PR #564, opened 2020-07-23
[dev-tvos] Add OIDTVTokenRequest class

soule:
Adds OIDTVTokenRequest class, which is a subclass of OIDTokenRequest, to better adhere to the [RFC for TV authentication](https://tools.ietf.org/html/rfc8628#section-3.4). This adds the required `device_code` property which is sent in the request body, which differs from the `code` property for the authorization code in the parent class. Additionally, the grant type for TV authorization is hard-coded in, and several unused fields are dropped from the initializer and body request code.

◇ ◇ ◇ ◇ ◇ ◇ ◇

Exercise brief: Tally how many lines of the listing above include the string "class", and report that figure by itself.

Solution: 2